Edit: got it... Polyx Oil Original... has anyone used the gloss? If so, how glossy is itneg compared to a gloss varnish? Thanks!


----------



## ED65 (20 Jun 2016)

Aidex":3qtfp7mj said:


> I've read conflicting views on forums about wenge being oily/not acting like an oily wood in the way it takes finish


I was going to ask, what's _your _wenge like? How oily wenge is is always going to vary, but as this is veneer and not solid wood there's a limit to how oily it can be. 
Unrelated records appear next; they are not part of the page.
PR #4862, opened 2024-01-25
Exposed "Bottom Margin" to itemlist

jamessimo:
Very simple, wanted to expose the "BottomMargin" in items lists so we can have natural padding between items.

Defaults at 0 so doesn't impact existing UI

### DIFF
--- a/Robust.Client/UserInterface/Controls/ItemList.cs
+++ b/Robust.Client/UserInterface/Controls/ItemList.cs
@@ -9,6 +9,9 @@ using Robust.Shared.Input;
 using Robust.Shared.Maths;
 using Timer = Robust.Shared.Timing.Timer;
 
+/// <summary>
+/// Represents a scrollable list of items in a user interface.
+/// </summary>
 namespace Robust.Client.UserInterface.Controls
 {
     [Virtual]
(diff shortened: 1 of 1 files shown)


PJB3005 (commented):
`ItemSeparation` as name makes more sense IMO.

jamessimo:
> `ItemSeparation` as name makes more sense IMO.

+1 for this, I fixed it already.

Robust.Client/UserInterface/Controls/ItemList.cs
```diff
@@ -29,6 +32,10 @@ public class ItemList : Control, IList<ItemList.Item>
         public const string StylePropertySelectedItemBackground = "selected-item-background";
         public const string StylePropertyDisabledItemBackground = "disabled-item-background";
 
+        /// <summary>
+        /// Gets or sets the bottom margin of individual list items
```
PJB3005: Update comment too?

Robust.Client/UserInterface/Controls/ItemList.cs
```diff
@@ -68,6 +75,7 @@ private void RecalculateContentHeight()
                 itemHeight += ActualItemBackground.MinimumSize.Y * UIScale;
 
                 _totalContentHeight += (int)Math.Ceiling(itemHeight);
+                _totalContentHeight += ItemSeparation;
```
PJB3005, line 78: If the intent is this should be a separation then there probably shouldn't be a space after the very last item.

Robust.Client/UserInterface/Controls/ItemList.cs
jamessimo: Done

Robust.Client/UserInterface/Controls/ItemList.cs
jamessimo: Fixed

Regardless of whether it's oily or not you should be able to finish it with the same stuff that's good for the oak with the same dodge that works for glueing, which is to degrease the surface with a strong solvent like acetone just prior to finishing. 



Aidex":3qtfp7mj said:


> Which one is the ordinary Osmo they have so many different ones and a lot of them seem quite similar (to me at least) :?:


They may be remarkably similar once you get down to it, with minor tweaks to a basic formula. We'll likely never know for sure since they go to such trouble to obfuscate about what they're made from :| 

Personally I wouldn't mess about with any product like this, I prefer to keep things simple and use products where I know what I'm applying to the wood. Makes it much easier to troubleshoot, and to refinish in due course. Also has the advantage that you'll save a packet which is rarely a bad thing.


----------



## Aidex (31 Jul 2016)

Thanks for your help. I got a small pot of the Omso Polyx satin and it went down very well on the oak veneer and a wenge scrap. Also on a zebrano veneer sample but not so nice on a rosewood sample veneer.

A little concerned with the wenge tho. It looked awesome on a scrap but I ordered about 15 sheets and one was badly damaged so the yard replaced but the replacement looks nothing like the other (light parts much yellower and it almost has a shiny look to it with different browns to the rest - it looks like it's had finish applied to it versus the unfinished/deader look of the other boards. Even the mdf core is darker than all the other mdf cores). I was hoping that a sand might fix this but not really convinced... We then had a baby and it's been sitting for 4-6 weeks so don't think I can return.  My wife just says to use that board for the dresser which will sit at the other end of the room (making fitted wardrobes, bed, bedside tables and dresser with it). Well will try to make it.... #-o


----------



## custard (1 Aug 2016)

Congratulations on your baby!

Well worth requesting a replacement board even after six weeks, explain that the colour is a poor match. One reason that Wenge is so popular is because it's relatively homogeneous, so a complaint is valid.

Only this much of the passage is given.